* [THE DATA]
PR #2487, opened 2021-12-22
Addressed copy feedback on panel tooltips in the panel list

esthersweon:
**User-Facing Changes**
- Addressed copy feedback on panel tooltips in the panel list


packages/studio-base/src/panels/index.ts
```diff
@@ -87,14 +87,14 @@ const builtin: PanelInfo[] = [
...
-    description: "Publish data over a life connection.",
+    description: "Publish messages to the data source.",
     help: PublishHelp,
     module: async () => await import("./Publish"),
   },
   {
     title: "Raw Messages",
     type: "RawMessages",
-    description: "Display topic messages as JSON.",
+    description: "Display topic messages as collapsible trees.",
```
defunctzombie, line 97: This sounds too robotic. The actual benefit to the user is that this panel allows them to inspect their message content.

packages/studio-base/src/panels/index.ts
```diff
@@ -38,21 +38,21 @@ const builtin: PanelInfo[] = [
...
-    description: "Display data for a given diagnostics node.",
+    description: "Display data for a given ROS diagnostics node.",
     help: DiagnosticStatusPanelHelp,
     module: async () => await import("./diagnostics/DiagnosticStatusPanel"),
   },
   {
     title: `Diagnostics – Summary`,
     type: "DiagnosticSummary",
-    description: "Display the status of diagnostics nodes.",
+    description: "Display the status of ROS diagnostics nodes.",
```
defunctzombie, line 48: We could be more explicit in these two panels and indicate they display specifically the DiagnosticStatus and DiagnosticArray (or whatever it is actually called).

http://docs.ros.org/en/melodic/api/diagnostic_msgs/html/msg/DiagnosticStatus.html

packages/studio-base/src/panels/index.ts
esthersweon: `Inspect the messages of incoming topics."?

packages/studio-base/src/panels/index.ts
```diff
@@ -38,21 +38,21 @@ const builtin: PanelInfo[] = [
   {
     title: `Diagnostics – Detail`,
     type: "DiagnosticStatusPanel",
-    description: "Display data for a given diagnostics node.",
+    description: "Display data for a given ROS diagnostics node.",
```
jtbandes, line 41: There is no such thing as a "diagnostics node"; any node can publish to the /diagnostics topic.
```suggestion
    description: "Display ROS diagnostics data for a given node.",
```

packages/studio-base/src/panels/index.ts
esthersweon: I personally want to leave those details to the actual docs (on website, Help sidebar).

These tooltips should be 5 - 10-word summaries of each panel, and just a gut-check for users when they are considering whether they should add a panel for a given data source.

packages/studio-base/src/panels/index.ts
```diff
@@ -38,21 +38,21 @@ const builtin: PanelInfo[] = [
...
-    description: "Display the status of diagnostics nodes.",
+    description: "Display the status of ROS diagnostics nodes.",
     help: DiagnosticSummaryHelp,
     module: async () => await import("./diagnostics/DiagnosticSummary"),
   },
   {
     title: "Image",
     type: "ImageViewPanel",
-    description: "Display camera feed images.",
+    description: "Display image topic messages.",
```
jtbandes, line 55: the words "topic" and "messages" are not particularly useful or unique to this panel

```suggestion
    description: "Display compressed or uncompressed images.",
```

packages/studio-base/src/panels/index.ts
defunctzombie: Maybe: `Inspect messages` - the spiritual tool in ROS that influenced this panel is `rostopic echo` if that helps think of a description.

defunctzombie: Not sure how much we need to repeat the word topics in these descriptions. Maybe `Inspect messages on a topic`. Incoming is implied since our app is all about viewing data. Topic might be nice to include but is somewhat also implied.

packages/studio-base/src/panels/index.ts
defunctzombie: Then maybe something like `Display ROS DiagnosticStatus messages`. I know our app displays lots of ROS specific messages - but many of those concepts are pretty generic ideas (images, point clouds, gps). Diagnostics is more likely to be framework specific.

packages/studio-base/src/panels/index.ts
esthersweon: Changed to "Inspect messages on a topic."

packages/studio-base/src/panels/index.ts
```diff
@@ -136,14 +136,14 @@ const builtin: PanelInfo[] = [
...
-    description: "View time and topic information for the data source.",
+    description: "View data source details like topics, datatypes, and duration.",
     help: SourceInfoHelp,
     module: async () => await import("./SourceInfo"),
   },
   {
     title: "Variable Slider",
     type: "GlobalVariableSliderPanel",
-    description: "Quickly update numerical variable values for a layout.",
+    description: "Update numerical variable values for a layout.",
```
defunctzombie, line 146:
```suggestion
    description: "Update global variables in the layout.",
```

packages/studio-base/src/panels/index.ts
```diff
@@ -38,21 +38,21 @@ const builtin: PanelInfo[] = [
...
-    description: "Display data for a given diagnostics node.",
+    description: "Display ROS diagnostics data for a given node.",
     help: DiagnosticStatusPanelHelp,
     module: async () => await import("./diagnostics/DiagnosticStatusPanel"),
   },
   {
     title: `Diagnostics – Summary`,
     type: "DiagnosticSummary",
-    description: "Display the status of diagnostics nodes.",
+    description: "Display the status of nodes outputting ROS diagnostics data.",
```
jtbandes, line 48:
```suggestion
    description: "Display a summary of ROS diagnostics data from all nodes.",
```

packages/studio-base/src/panels/index.ts
esthersweon: So something like this? 
```
  {
    title: `Diagnostics – Detail`,
    description: "Display ROS DiagnosticArray messages for a given node.",
   ...
  },
  {
    title: `Diagnostics – Summary`,
    description: "Display all ROS DiagnosticArray messages.",
   ...
  },
```

packages/studio-base/src/panels/index.ts
```diff
@@ -87,14 +87,14 @@ const builtin: PanelInfo[] = [
   {
     title: "Publish",
     type: "Publish",
-    description: "Publish data over a life connection.",
+    description: "Publish messages to the data source.",
```
jtbandes, line 90:
```suggestion
    description: "Publish messages to the data source (only available with live connections).",
```

packages/studio-base/src/panels/index.ts
```diff
@@ -38,21 +38,21 @@ const builtin: PanelInfo[] = [
   {
     title: `Diagnostics – Detail`,
     type: "DiagnosticStatusPanel",
-    description: "Display data for a given diagnostics node.",
+    description: "Display ROS diagnostics data for a given node.",
```
defunctzombie, line 41:
```suggestion
    description: "Display ROS diagnostics messages for a specific hardware_id.",
```

packages/studio-base/src/panels/index.ts
```diff
@@ -87,14 +87,14 @@ const builtin: PanelInfo[] = [
...
-    description: "Publish data over a life connection.",
+    description: "Publish messages to the data source.",
     help: PublishHelp,
     module: async () => await import("./Publish"),
   },
   {
     title: "Raw Messages",
     type: "RawMessages",
-    description: "Display topic messages as JSON.",
+    description: "Inspect messages on a topic.",
```
jtbandes, line 97: "on a topic" is basically implied for every panel.
```suggestion
    description: "View message data in its original, raw form.",
```

packages/studio-base/src/panels/index.ts
esthersweon: It can only be used for numerical variables (variables can be booleans, strings, etc.). Worth calling out.

We also want to move away from calling them global variables (even though we still reference them like that in the Node Playground), since they are layout-specific.

packages/studio-base/src/panels/index.ts
```diff
@@ -38,21 +38,21 @@ const builtin: PanelInfo[] = [
   {
     title: `Diagnostics – Detail`,
     type: "DiagnosticStatusPanel",
-    description: "Display data for a given diagnostics node.",
+    description: "Display ROS DiagnosticArray messages for a given node.",
```
jtbandes, line 41: If we are using the ros data type name here, should we use the full qualified name, `diagnostic_msgs/DiagnosticArray `?

packages/studio-base/src/panels/index.ts
esthersweon: Changed to "Display a summary of all ROS DiagnosticArray messages", per your and @defunctzombie 's feedback.

packages/studio-base/src/panels/index.ts
```diff
@@ -38,21 +38,21 @@ const builtin: PanelInfo[] = [
...
-    description: "Display the status of diagnostics nodes.",
+    description: "Display a summary of all ROS DiagnosticArray messages.",
     help: DiagnosticSummaryHelp,
     module: async () => await import("./diagnostics/DiagnosticSummary"),
   },
   {
     title: "Image",
     type: "ImageViewPanel",
-    description: "Display camera feed images.",
+    description: "Display compressed or uncompressed images.",
```
jtbandes, line 55: Maybe all descriptions should mention supported datatypes (if the list is not too horribly long like it would be for the 3D panel)?

We could say sensor_msgs/Image and sensor_msgs/CompressedImage here.

packages/studio-base/src/panels/index.ts
```diff
@@ -136,14 +136,14 @@ const builtin: PanelInfo[] = [
   {
     title: "Data Source Info",
     type: "SourceInfo",
-    description: "View time and topic information for the data source.",
+    description: "View data source details like topics, datatypes, and duration.",
```
jtbandes, line 139:
```suggestion
    description: "View metadata about the current data source, including topics and timestamps.",
```

packages/studio-base/src/panels/index.ts
esthersweon: I had "live connection", but @defunctzombie recommended adding "to the data source".

Best of both worlds: "Publish messages to the data source over a live connection."

packages/studio-base/src/panels/index.ts
esthersweon: I want to keep as is, for conciseness (https://github.com/foxglove/studio/pull/2487#discussion_r774197102). The website docs and Help sidebar have full names with corresponding links, if users want to learn more.

packages/studio-base/src/panels/index.ts
esthersweon: @defunctzombie - thoughts? I personally would prefer leaving datatype names out of the tooltip, and focus more on 1-line summaries of the kind of visualizations the panel provides.

packages/studio-base/src/panels/index.ts
jtbandes: I dunno, that makes it sound like a live connection can be established for any data source. In reality the data source determines whether publishing is available or not.

packages/studio-base/src/panels/index.ts
jtbandes: Not accurate, the panel can display all diagnostics for a hardware_id, or for a specific hardware_id/name combo.

packages/studio-base/src/panels/index.ts
jtbandes: In that case we can just say "Display images" 😛

jtbandes: We should probably also mention image markers

esthersweon: I wouldn't be opposed to `Display annotated markers`.

packages/studio-base/src/panels/index.ts
defunctzombie: `data in its original, raw form` sounds awkward. Do we think `inspect` is not obvious? Maybe it isn't and I am just used to it cause of the tools I use.

I'm still a fan of `Inspect messages on a topic.`

packages/studio-base/src/panels/index.ts
defunctzombie: `View details about the current data source, including topics and timestamps`.

packages/studio-base/src/panels/index.ts
defunctzombie: 👍 

numerical variable values sounded somewhat awkward but if you goal is to avoid saying global variables I guess it works.

We could be more explicit and say `Slider to change layout variables.`

packages/studio-base/src/panels/index.ts
esthersweon: Changed to `Inspect or find the diff between messages.`

packages/studio-base/src/panels/index.ts
```diff
@@ -136,14 +136,14 @@ const builtin: PanelInfo[] = [
...
-    description: "View time and topic information for the data source.",
+    description: "View metadata like topics and timestamps for the current data source.",
     help: SourceInfoHelp,
     module: async () => await import("./SourceInfo"),
   },
   {
     title: "Variable Slider",
     type: "GlobalVariableSliderPanel",
-    description: "Quickly update numerical variable values for a layout.",
+    description: "Update numerical variable values for a layout.",
```
defunctzombie, line 146:
```suggestion
    description: "Slider to change layout variables.",
```

packages/studio-base/src/panels/index.ts
```diff
@@ -136,14 +136,14 @@ const builtin: PanelInfo[] = [
   {
     title: "Data Source Info",
     type: "SourceInfo",
-    description: "View time and topic information for the data source.",
+    description: "View metadata like topics and timestamps for the current data source.",
```
defunctzombie, line 139:
```suggestion
    description: "View details like topics and timestamps for the current data source.",
```

defunctzombie:
Added two more ideas. We don't need to use them. I think this is 👍 . We can bikeshed more later.

defunctzombie (approved):

packages/studio-base/src/panels/index.ts
```diff
@@ -87,14 +87,14 @@ const builtin: PanelInfo[] = [
...
-    description: "Publish data over a life connection.",
+    description: "Publish messages to the data source (live connections only).",
     help: PublishHelp,
     module: async () => await import("./Publish"),
   },
   {
     title: "Raw Messages",
     type: "RawMessages",
-    description: "Display topic messages as JSON.",
+    description: "Inspect or find the diff between messages.",
```
defunctzombie, line 97: `find the diff` implies some searching. `Inspect or view the difference between messages.` would be clearer. I think introducing additional aspects like `view the difference` is unnecessary. Part of the `Inspect` functionality is plotting, diffing, etc.

As a user - what is the immediate thing I am gonna get out of this panel - inspecting messages.

jtbandes: Don't all panels inspect messages?

packages/studio-base/src/panels/index.ts
esthersweon: We use verb + purpose for all descriptions.

PR #2488, opened 2021-12-22
Axis visualization fixes

jhurliman:
**User-Facing Changes**

- Connecting lines from child to parent frames are rendered more accurately for long distances

**Description**

- Remove broken memoization in useGLText() causing text labels to not appear in 3D panel
- Limit child-to-parent line distance to 5000m

Screen Shot 2021-12-22 at 1 49 52 PM


packages/studio-base/src/panels/ThreeDimensionalViz/SearchText.tsx
```diff
@@ -75,36 +75,31 @@ export const useGLText = ({
 }: WorldSearchTextProps & {
   text: Interactive<TextMarker>[];
 }): Interactive<GLTextMarker>[] => {
-  const glText: Interactive<GLTextMarker>[] = React.useMemo(() => {
```
jtbandes, line 78: Why was this useMemo causing a problem?

PR #2490, opened 2021-12-22
Remove support for LinedConvexHulls

jhurliman:
**User-facing changes**

- Removes "Line marker click events override" toggle for marker topics in the 3D panel

**Description**

Remove support for toggling "Line marker click events override", which had the description: "Optionally allow treating line markers as polygons, so that clicking inside the lines in the line marker selects the marker. The default behavior for line markers requires the user to click exactly on the line to select the line marker. This option can reduce performance and will not work on instanced line markers (those with type: 108)"

Saves 140KB off the production build size.


defunctzombie:
Seems fine.

I find it useful as a reviewer when the description notes the reasoning behind removing the change.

* [EXERCISE] Gather each line in the data that holds the string "ideas".

* [RESPONSE FOR THIS EXERCISE]
defunctzombie: Then maybe something like `Display ROS DiagnosticStatus messages`. I know our app displays lots of ROS specific messages - but many of those concepts are pretty generic ideas (images, point clouds, gps). Diagnostics is more likely to be framework specific.
Added two more ideas. We don't need to use them. I think this is 👍 . We can bikeshed more later.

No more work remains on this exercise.